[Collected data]
PR #3703, opened 2025-08-14
Add tests for trivial constraints in pyomo/contrib/solver

michaelbynum:
## Summary/Motivation:
This PR adds a test for trivial constraints (both feasible and infeasible) to the new solver tests. It also fixes some related bugs.

### Legal Acknowledgement


pyomo/contrib/solver/solvers/gurobi/gurobi_persistent.py
```diff
@@ -0,0 +1,1428 @@
...
+    @property
+    def var1(self):
+        return self.var_map[self.v1id]
+
+    @property
+    def var2(self):
+        return self.var_map[self.v2id]
+
+
+class GurobiDirectQuadratic(GurobiDirectBase):
```
yemine0x01: Shouldn't this class be named GurobiConsistentQuadratic? In GurobiObserver this is the used name.

pyomo/contrib/solver/solvers/gurobi/gurobi_persistent.py
```diff
@@ -0,0 +1,1428 @@
...
+                raise ValueError(f'Objective sense is not recognized: {obj.sense}')
+
+            repn = generate_standard_repn(obj.expr, quadratic=True, compute_values=True)
+            gurobi_expr = self._get_expr_from_pyomo_repn(repn)
+            repn_constant = repn.constant
+
+        self._solver_model.setObjective(gurobi_expr + repn_constant, sense=sense)
+
+
+class _GurobiObserver(Observer):
```
yemine0x01: Since this class is just calling the "same" functions on the opt field. Why not just inherits Observer in GurobiPersistantSolver?

michaelbynum: It has to be done this way in order for "manual mode" of the persistent solvers to work. If someone calls `opt.add_constraint` directly on the solver interface, we need the observer to be updated so things stay synchronized.

pyomo/contrib/solver/solvers/gurobi/gurobi_persistent.py
michaelbynum: I'm confused. Can you point me to to the place in GurobiObserver you are referring to?

yemine0x01: I was referring to the field opt of the class _GurobiObserver.

pyomo/contrib/solver/solvers/gurobi/gurobi_persistent.py
yemine0x01: You’re probably right, and I might be missing something. However, I don’t see why adding Observer as a superclass of GurobiPersistent wouldn't mean the observer is always updated, since it’s essentially the same as the persistent object.

michaelbynum: The important thing is that the `_change_detector` methods get called. This makes my head hurt a little. Let me think on it.

pyomo/contrib/solver/solvers/gurobi/gurobi_persistent.py
michaelbynum: This class does not use the observer. This one is not persistent. Maybe I am missing something?

pyomo/contrib/solver/solvers/gurobi/gurobi_persistent.py
michaelbynum: So if we did something like

```
class GurobiPersistent(GurobiDirectQuadratic, Observer):
    def add_constraints(self, cons):
        self._change_detector.add_constraints(cons)
```

Then there would not be a way to call `_add_constraints`. It would just be an infinte loop. If `GurobiPersistent.add_constraints` gets called, it would call the `_change_detector`, and the `_change_detector` would again call `add_constraints` on the observer, which is `GurobiPersistent.add_constraints`. 

That is convoluted, but did it make any sense?

pyomo/contrib/solver/solvers/gurobi/gurobi_persistent.py
yemine0x01: Sorry, maybe I wasn’t clear enough. From what I see, in _GurobiObserver you are requesting opt as a GurobiPersistantQuadratic, but this class doesn’t appear to be defined. However, GurobiPersistant inherits from GurobiDirectQuadratic and is what gets passed to _GurobiObserver. So either I’m missing something, or there’s a naming issue.

pyomo/contrib/solver/solvers/gurobi/gurobi_persistent.py
yemine0x01: With the current design, this will always happen: the solver calls the detector, which calls the observer, which in turn calls the solver (Opt) again. Or am I missing something?

pyomo/contrib/solver/solvers/gurobi/gurobi_persistent.py
michaelbynum: Good catch! Thank you. The observer is expecting `GurobiPersistent` not `GurobiPersistentQuadratic`. I will fix that.

pyomo/contrib/solver/solvers/gurobi/gurobi_persistent.py
michaelbynum: If `GurobiPersistent.add_constraints` gets called, then that will call `ModelChangeDetector.add_constraints`, which will then call `_GurobiObserver.add_constraints`, which then calls `GurobiPersistent._add_constraints` and *not* `GurobiPersistent.add_constraints`. Very subtle but important difference there. However, this conversation is making me realize how convoluted this is. Maybe someone has a better idea?

yemine0x01: Okay, understood! One possible fix would be to give all `Observer` functions a common prefix (e.g., `on_*`) and make GurobiPersistantSolver a subclass of `Observer`. We could then reimplement the functions accordingly.

pyomo/contrib/solver/common/solution_loader.py
```diff
@@ -90,45 +166,107 @@ def get_reduced_costs(
...
+        return []
+
+    def get_number_of_solutions(self) -> int:
+        return 0
+
+    def load_solution(self, solution_id=None):
+        raise NoSolutionError()
+
+    def load_vars(
+        self, vars_to_load: Sequence[VarData] | None = None, solution_id=None
```
yemine0x01: Shouldn't we use Optional here?

pyomo/contrib/solver/solvers/gurobi/gurobi_direct_base.py
```diff
@@ -375,6 +376,8 @@ def solve(self, model, **kwds) -> Results:
                 has_obj=has_obj,
                 config=config,
             )
+        except InfeasibleConstraintException:
+            res = self._get_infeasible_results(config=config)
```
jsiirola: This exception should have information about the infeasible constraint in its message.  That should be preserved and added to the NoSolutionError / NoOptimalSolutionError / NoFeasibleSolutionError exceptions

pyomo/contrib/solver/common/solution_loader.py
```diff
@@ -331,6 +332,41 @@ def load_import_suffixes(self):
             return self._loader.load_import_suffixes()
 
 
+class NoSolutionSolutionLoader(SolutionLoader):
+    def __init__(self) -> None:
+        pass
+
+    def get_solution_ids(self) -> List[Any]:
```
jsiirola: This is redundant (covered by the base class)

pyomo/contrib/solver/common/solution_loader.py
```diff
@@ -331,6 +332,41 @@ def load_import_suffixes(self):
...
+        return []
+
+    def get_number_of_solutions(self) -> int:
+        return 0
+
+    def load_solution(self):
```
jsiirola: This is redundant (the base class will call `get_vars()`, which will raise the exception)

pyomo/contrib/solver/common/solution_loader.py
```diff
@@ -331,6 +332,41 @@ def load_import_suffixes(self):
...
+        raise NoSolutionError()
+
+    def load_vars(self, vars_to_load: Sequence[VarData] | None = None) -> None:
```
jsiirola: This is redundant (the base class will call `get_vars()`, which will raise the exception)

pyomo/contrib/solver/common/solution_loader.py
```diff
@@ -331,6 +332,41 @@ def load_import_suffixes(self):
...
+        self, cons_to_load: Sequence[ConstraintData] | None = None
+    ) -> Dict[ConstraintData, float]:
+        raise NoSolutionError()
+
+    def get_reduced_costs(
+        self, vars_to_load: Sequence[VarData] | None = None
+    ) -> Mapping[VarData, float]:
+        raise NoSolutionError()
+
+    def load_import_suffixes(self):
```
jsiirola: Is this is redundant? If the model has `dual` / `rc` Suffixes, then the base class implementation will call `get_duals()` / `get_reduced_costs()`, which will raise the exception. If those suffixes aren't defined, then nothing will happen ... but that might be consistent with the behavior implied by the base class implementation?

pyomo/contrib/solver/solvers/gurobi/gurobi_persistent.py
```diff
@@ -16,6 +16,7 @@
 from pyomo.common.errors import PyomoException
 from pyomo.common.shutdown import python_is_shutting_down
 from pyomo.common.timing import HierarchicalTimer
+from pyomo.common.errors import InfeasibleConstraintException
```
jsiirola: Why was this added?  It appears to be unused.

pyomo/contrib/solver/solvers/gurobi/gurobi_direct_base.py
```diff
@@ -407,6 +410,24 @@ def _get_tc_map(self):
             }
         return GurobiDirectBase._tc_map
 
+    def _get_infeasible_results(self, config):
```
jsiirola: Should this be promoted to a standard method (in results / util) that is specialized here?

jsiirola (changes requested):
Some minor nits (we can debate those), and one significant one (we should really propagate information about the infeasible constraint out through the `NoSolutionError`).

pyomo/contrib/solver/solvers/gurobi/gurobi_persistent.py
michaelbynum: Accident. Thank you. I removed it.

pyomo/contrib/solver/common/solution_loader.py
michaelbynum: Removed.

pyomo/contrib/solver/common/solution_loader.py
michaelbynum: Removed.

pyomo/contrib/solver/common/solution_loader.py
michaelbynum: Removed.

pyomo/contrib/solver/solvers/gurobi/gurobi_direct_base.py
michaelbynum: I implemented this. Let me know what you think.

michaelbynum:
- I still have one comment left to address.
- There were several failing tests that I had to fix. I think there is still one more. These were real failures. There was a spot in the highs interface where I was using the wrong attribute to determine if there was a feasible solution or not. It works in most cases, but not all. I think I have that fixed. There was also an edge case in the gurobi persistent interface where a trivially infeasible constraint did not get caught if it started as a trivially feasible constraint and changed because of a mutable parameter or fixed variable value.

michaelbynum:
Tests are not running. I'm going to mark this as ready and see if that helps.

pyomo/contrib/solver/solvers/gurobi/gurobi_direct_base.py
michaelbynum: Done

pyomo/repn/plugins/gams_writer_v2.py
```diff
@@ -386,9 +387,14 @@ def write(self, model):
...
+                if (lb is not None and lb > offset) or (ub is not None and ub < offset):
+                    raise InfeasibleConstraintException(
+                        f'detected a trivially infeasible constraint: {con}'
+                    )
                 if (
-                    skip_trivial_constraints
-                    and (lb is None or lb <= offset)
+                    # skip_trivial_constraints
+                    # and (lb is None or lb <= offset)
+                    (lb is None or lb <= offset)
```
michaelbynum: Not skipping trivially feasible constraints does not seem to work. When I create a trivially feasible constraint and do not skip them, I get exceptions (https://github.com/Pyomo/pyomo/actions/runs/25291155719/job/74143137773). I checked codecov, and this bit of code is not covered on the `main` branch. I think we should just always skip trivially feasible constraints in the gams writer. Thoughts? If everyone agrees, I can deprecate the option.

michaelbynum:
The 13 uncovered lines in gams.py are not related to this PR. I just indented that code inside of a try/except block.

pyomo/repn/plugins/gams_writer_v2.py
jsiirola: The error from GAMS is because we are outputting an invalid expression for trivial constraints:
```
c3_lo..  =G= -1;
```
This is missing *any* output for the body; i.e., it should be 
```
c3_lo.. 0 =G= -1;
```
This is arguably a bug in the GAMS writer.  That said, it was never quite clear what the motivation for `slip_trivial_constraints=False` was.  Should we deprecate it for *all* interfaces?

(Note, even if we deprecate it, we probably still need to fix the GAMS writer)

jsiirola (approved):
I think I have addressed the outstanding comments

pyomo/repn/plugins/gams_writer_v2.py
jsiirola: fixed.

pyomo/contrib/solver/tests/unit/test_solution.py
```diff
@@ -391,3 +393,38 @@ def test_load_vars(self):
...
+            loader.get_reduced_costs()
+        with self.assertRaisesRegex(NoSolutionError, "^error message$"):
+            loader.load_solution()
+        with self.assertRaisesRegex(NoSolutionError, "^error message$"):
+            loader.load_vars()
+        # If there are no suffixes declared on the model, then there
+        # should be no error (because there is nothing to import)
+        self.assertEqual(loader.load_import_suffixes(), None)
+        # non-standard suffixes are ignored
+        # TODO: is this "good" behavior??
```
michaelbynum, line 419: Great question.

michaelbynum (commented):
Thanks for your updates, @jsiirola. This looks good to me.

**PROBLEM STATEMENT**
Only the lines from the first line of the records through the one containing "### Legal Acknowledgement" should be reproduced, exactly, with both of them included.

**EXERCISE RESPONSE**
PR #3703, opened 2025-08-14
Add tests for trivial constraints in pyomo/contrib/solver

michaelbynum:
## Summary/Motivation:
This PR adds a test for trivial constraints (both feasible and infeasible) to the new solver tests. It also fixes some related bugs.

### Legal Acknowledgement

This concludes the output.